ABOUT THIS TASK: Only the lines from the one with "Tllew: test_register_**non_uk**_address_details_form" onward are wanted, through the last line of the entries, set down exactly.

Top of GIVEN DATA

PR #1853, opened 2024-03-21
Ltd 4829 new reg country dropdown

Tllew:
New contract with data-module="autocomplete-select"

[LTD-4829](https://uktrade.atlassian.net/browse/LTD-4829)

### DIFF
--- a/exporter/core/organisation/forms.py
+++ b/exporter/core/organisation/forms.py
@@ -272,6 +272,7 @@ class RegisterAddressDetailsOverseasForm(RegisterAddressDetailsBaseForm):
             "required": "Enter a country",
         },
     )
+    # country = AutocompleteInput(name="country", title="country", options=get_countries(request, True)),
 
     def get_layout_fields(self):
         return ("name", "address", "phone_number", "website", "country")
--- a/exporter/core/organisation/forms.py
+++ b/exporter/core/organisation/forms.py
@@ -272,7 +272,6 @@ class RegisterAddressDetailsOverseasForm(RegisterAddressDetailsBaseForm):
             "required": "Enter a country",
         },
     )
-    # country = AutocompleteInput(name="country", title="country", options=get_countries(request, True)),
 
     def get_layout_fields(self):
         return ("name", "address", "phone_number", "website", "country")
--- a/exporter/organisation/sites/forms.py
+++ b/exporter/organisation/sites/forms.py
@@ -137,7 +137,10 @@ class NewSiteInternationalAddressForm(SiteFormMixin, forms.Form):
     )
     website = forms.CharField(label="Website", required=False)
     country = forms.ChoiceField(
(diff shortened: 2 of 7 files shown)


exporter/organisation/sites/forms.py
```diff
@@ -137,7 +137,10 @@ class NewSiteInternationalAddressForm(SiteFormMixin, forms.Form):
     )
     website = forms.CharField(label="Website", required=False)
     country = forms.ChoiceField(
```
depsiatwal, line 139: This is the wrong form we want to add it to the new registration flow 
https://github.com/uktrade/lite-frontend/blob/dev/exporter/core/organisation/forms.py#L269

Also would need to make sure the selected value is sent to the BE as it's currently hardcoded.

kevincarrogan (approved):

exporter/core/organisation/forms.py
```diff
@@ -273,6 +266,25 @@ def __init__(self, is_individual, *args, **kwargs):
         },
     )
 
+    country = forms.ChoiceField(
+        choices=[],
+        widget=forms.widgets.Select(attrs={"data-module": "autocomplete-select"}),
+        error_messages={
+            "required": "Enter a country",
+        },
+    )
```
kevincarrogan, line 275: The `CharField` should be deleted instead of having two declarations for the same field.

Tllew: Oops, Thought I had deleted it, thanks

depsiatwal:
Also Code needs to be update to pick up the value of the new field 
https://github.com/uktrade/lite-frontend/blob/dev/exporter/core/organisation/payloads.py#L20
Basically remove above and update tests

depsiatwal (approved):
LGTM

unit_tests/exporter/core/organisation/test_forms.py
```diff
@@ -199,47 +209,36 @@ def test_register_details_form_field_validation(data, valid, error, form_class):
...
-        "phone_number": "12334",
-        "website": "notreal.com",
-    }
-
-    form = forms.RegisterAddressDetailsUKForm(is_individual=False, data=data)
-    assert not form.is_valid()
-    assert form.errors == {
-        "phone_number": ["Invalid telephone number"],
-        "website": ["Enter a valid URL"],
-    }
```
kevincarrogan, line 240: Why are we getting rid of this test? It seems useful to still have.

kevincarrogan (approved):

unit_tests/exporter/core/organisation/test_forms.py
Tllew: test_register_**non_uk**_address_details_form

calls RegisterAddressDetailsUKForm

it's a duplicate of the above that wasn't removed when parameterisation was added or updated to be non uk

Bottom of GIVEN DATA

SOLUTION TO THE PROBLEM:
Tllew: test_register_**non_uk**_address_details_form

calls RegisterAddressDetailsUKForm

it's a duplicate of the above that wasn't removed when parameterisation was added or updated to be non uk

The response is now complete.